§ **Requirement**:
Pick out the lines in the listing below that contain the word "than" and copy them.

§ **Dataset extract**:

=== Section Start ===

PR #4453, opened 2019-08-03
Fix #4407 - Minecraft doesn't crash anymore when gate sets filler pattern

### LINKED ISSUE #4407: Crash with gate trying to set filler pattern
BuildCraft version: 7.99.24.1
Forge version: 14.23.5.2837
Link to crash report or log: https://gist.github.com/128-bit-guy/5e5b9706bfd9925fe9c02674ae44e276
Singleplayer or multiplayer: singleplayer
Steps to reproduce:
1) Place filler
2) Place pipe
3) Add gate to pipe
4) Set gate action to set filler pattern
5) Activate gate

128-bit-guy:
Game doesn't crash anymore, when gate sets filler pattern

### DIFF
--- a/common/buildcraft/builders/tile/TileFiller.java
+++ b/common/buildcraft/builders/tile/TileFiller.java
@@ -496,7 +496,7 @@ public class TileFiller extends TileBC_Neptune
     @Override
     public void setPattern(IFillerPattern pattern, IStatementParameter[] params) {
         patternStatement.set(pattern);
-        IntStream.range(0, patternStatement.maxParams).forEach(i -> patternStatement.set(i, params[i]));
+        IntStream.range(0, params.length).forEach(i -> patternStatement.set(i, params[i]));
         finished = false;
         lockedTicks = 3;
     }


common/buildcraft/builders/tile/TileFiller.java
```diff
@@ -496,7 +496,7 @@ public IBox getBox() {
     @Override
     public void setPattern(IFillerPattern pattern, IStatementParameter[] params) {
         patternStatement.set(pattern);
-        IntStream.range(0, patternStatement.maxParams).forEach(i -> patternStatement.set(i, params[i]));
+        IntStream.range(0, params.length).forEach(i -> patternStatement.set(i, params[i]));
```
AlexIIL: Should this be `Math.min(params.length, patternStatement.maxParams)` instead?

AlexIIL: Actually never mind - I've noticed a few other places where this was wrong so I'll fix those too.

128-bit-guy: I don't think, that it should, because filler action won't have more parameters, than patternStatement.maxParamenters.

AlexIIL: Technically the params array comes from the gate length, not the filler action's maximum number of parameters. (However buildcraft itself doesn't have any gates with more than 3 paramaters so this shouldn't actually ever happen)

=== Section End ===

§ **Solution for this problem**:
128-bit-guy: I don't think, that it should, because filler action won't have more parameters, than patternStatement.maxParamenters.
AlexIIL: Technically the params array comes from the gate length, not the filler action's maximum number of parameters. (However buildcraft itself doesn't have any gates with more than 3 paramaters so this shouldn't actually ever happen)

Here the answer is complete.